Self-assembly in the thin film differs significantly from that of the bulk due to the impact of surface energy and geometric confinement. Using a combination of atomic force microscopy (AFM), grazing-incidence X-ray scattering (GISAXS), cross-sectional transmission electron microscopy (TEM), and dynamic secondary ion mass spectrometry (DSIMS), we are able to obtain a picture of the three-dimensional structure of our films. In the case of these rod-coil block copolymers, segregation of the coil block to the supported interface causes the lamellae to take on a parallel orientation in films less than a few lamellar spacings thick. Perpendicularly oriented lamellae form defects between the parallel grains. The top surface of the film is less preferential, and in thick films a layer of perpendicular lamellae covers the upper surface.

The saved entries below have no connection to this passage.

Issue #4522, opened 2015-01-15
Part of the site doesn't use translated strings


Atomk:
As the title says, I have found parts of the site using English strings even if there is a translated string available. I checked only the Italian translation but I am pretty sure that such problems can be found also in other languages (it's not the first time I discover these issues in the site).
What I've found till now:
1.  **[solved]** Backgrounds descriptions
2. **[solved]** "Subscribe" form
3.  **[solved]** Task progress
4. **[solved]** "Submit" button in Coupon page
5. **[solved]** "Press Kit" page _("Press Kit" in the navbar is still untranslated, the rest of the page is ok)_
6.  **[solved]** "Rewards" in quest scroll form (when purchasing one in the Market)
7. **[solved]** "Last updated" in Community guidelines
8. **[solved]** "Buy Gems" form (some string are already translated but not used)
9. **[solved]** Set names in "Time Travelers" page
   ![2015-03-22 12_13_16-greenshot](https://cloud.githubusercontent.com/assets/6122017/6769144/8050ca82-d08f-11e4-8dd6-a61166620416.png)
10. **[solved]** "Send gift" (in the form that pops up when you click on username label)
11. **[solved]** "Invite Friends" button (in "Members" section in guilds and party)
12. **[solved]** https://habitrpg.com/static/contact
##

TheHollidayInn:
It seems that point 2 is fixed.

![screen shot 2015-03-02 at 5 53 01 pm](https://cloud.githubusercontent.com/assets/1253400/6453810/c885b624-c107-11e4-91db-74126a51745a.png)

I have created a pull request for number 4: https://github.com/HabitRPG/habitrpg/pull/4788 .

I'll be taking a look at number 5 now.

Atomk:
@TheHollidayInn "Card", "Apply" and "Promo Code" translations are still missing in your screenshot, my fault, I should have marked it in the picture I uploaded. Thank you anyway!

NotGonnaGitUs:
Added a pull request which fixes the following from the list
- 2. "Subscribe" form
- 4. "Submit" button in Coupon page
- 5. "Press Kit" page (Page Title)
- 7. "Last updated" in Community guidelines
- 8. "Buy Gems" form

Atomk:
@NotGonnaGitUs I have just checked but only the 5 and part of the 8 seem to be fixed, maybe I need to wait for a site/translation update?

NotGonnaGitUs:
[...]

PR #6367, opened 2015-12-13
Fix for #9 of Part of the site doesn't use translated strings #4522

NathanMaton:
Fix for #9 of Part of the site doesn't use translated strings #4522


paglias:
@NathanMaton thanks for the PR!

The build is broken which means some tests are failing after your changes, also why did you add a new package that is not used anywhere and those 2 files to gitignore? 

As for the code itself, you should move the env.t call from the jade file directly to the JavaScript one so that the texts always show he new strings, not only in the template

common/script/content/mystery-sets.js
```diff
@@ -4,122 +4,122 @@ let mysterySets = {
   201402: {
     start: '2014-02-22',
     end: '2014-02-28',
-    text: 'Winged Messenger Set',
+    text: 'wingedMessengerSet',
```
crookedneighbor: This the linting error that caused the build to fail. A trailing blank space.

common/locales/en/subscriber.json
```diff
@@ -63,6 +63,30 @@
     "timeTravelersPopover": "We see you have a Mystic Hourglass, so we will happily travel back in time for you! Please choose the pet, mount, or Mystery Item Set you would like. You can see a list of the past item sets <a href='http://habitica.wikia.com/wiki/Mystery_Item' target='_blank'>here</a>! If those don't satisfy you, perhaps you'd be interested in one of our fashionably futuristic Steampunk Item Sets?",
     "timeTravelersAlreadyOwned": "Congratulations! You already own everything the Time Travelers currently offer. Thanks for supporting the site!",
     "mysticHourglassPopover": "A Mystic Hourglass allows you to purchase certain limited-time items, such as monthly Mystery Item Sets and awards from world bosses, from the past!",
+    "wingedMessengerSet":"Winged Messenger Set",
```
crookedneighbor: I think these should be namespaced with the prefix "mysterySet" so you'd have:

``` json
"mysterySetWingedMessenger": "Winged Messenger Set",
"mysterySetForestWalker": "Forest Walker Set",
// ...
```

You could even do:

``` json
"mysterySet201402": "Winged Messenger Set",
"mysterySet201403": "Forest Walker Set",
// etc
```

And then you could remove the text attribute from the objects, and just loop over the mystery sets object (line 130-132) to set each text attribute to be:

```
// top of the file
let t = require('./translation.js');

// line 130
each(mysterySets, (value, key) => {
  value.key = key;
  value.text = t(`mysterySet${key}`);
});
```

website/views/options/inventory/time-travelers.jade
```diff
@@ -29,7 +29,7 @@
                 popover-placement='right', popover-append-to-body='true',
                 ng-click='clickTimeTravelItem("#{type}",item)')
       li.customize-menu.inventory-gear
-        menu.pets-menu(label='{{::set.text}}', ng-repeat='set in Content.timeTravelerStore(user.items.gear.owned)')
+        menu.pets-menu(label=env.t('{{::set.text}}'), ng-repeat='set in Content.timeTravelerStore(user.items.gear.owned)')
```
crookedneighbor: If you set the translation function in the content object, then all you need to do is: `label='{{::set.text()}}'`

common/locales/en/subscriber.json
Alys: +++1 for the "mysterySet201402" format. Much preferred when working out problems related to people not getting their items.

Alys: Also excellent for sorting, which could be useful.

NathanMaton:
Thanks for the comments (this is my first PR so that is why a few things may be off).

The package seemed to come from another update on the /develop branch when I pulled it down. Should I just exclude that? For the .gitignore stuff I can exclude that.

For the code what's the right way to call the env.t command in the javascript file? I saw elsewhere in the app we use window.env.t('') but when I tried that on the mystery-sets.js file it didn't run locally.

common/script/content/mystery-sets.js
```diff
@@ -129,6 +132,7 @@ let mysterySets = {
 
 each(mysterySets, (value, key) => {
   value.key = key;
+  value.text = t('mysterySet${key}'');
```
crookedneighbor: These should be backticks (`), not single quotes ('). See http://babeljs.io/docs/learn-es2015/#template-strings

You also have an extra single quote in there.

package.json
```diff
@@ -43,6 +43,7 @@
     "in-app-purchase": "^0.2.0",
     "jade": "~1.11.0",
     "js2xmlparser": "~0.1.2",
+    "latest-version": "^2.0.0",
```
crookedneighbor: This should be removed.

crookedneighbor:
Correct the syntax error, remove the extraneous package from the package.json and removed the commented out code, and this should be good to go.

common/script/content/mystery-sets.js
NathanMaton: Thanks for the note!

NathanMaton:
Put in requested edits. Build still failing locally for me but out of time to debug tonight.

crookedneighbor:
Merged in with https://github.com/HabitRPG/habitrpg/commit/35a921bf43a1d33b0606e622d5ab8fd809d834b1

NathanMaton:
Thanks Blade. UiD is 2ab55d89-a3e5-4565-ba35-b6c9e145a60a

Definitely hope to contribute more.

crookedneighbor:

NathanMaton:
Thanks!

In addition, the liquid crystalline nature of the rod nanodomains has a significant impact on the grain shape and defect structures formed in these films. The high bending modulus of the perpendicularly oriented defect structures enforces straight edges on the grains, resulting in irregular polygon shapes for nearly symmetric block copolymers. This is a striking contrast to the curved interfaces normally observed in soft materials. Increasing the coil fraction results in increased mobility in the polymers, allowing the tetragonal crystalline structure of the rods to template grain growth. Unlike traditional block copolymers, the high bending modulus also results in defect accommodation through dilation of the lamellar domain spacing.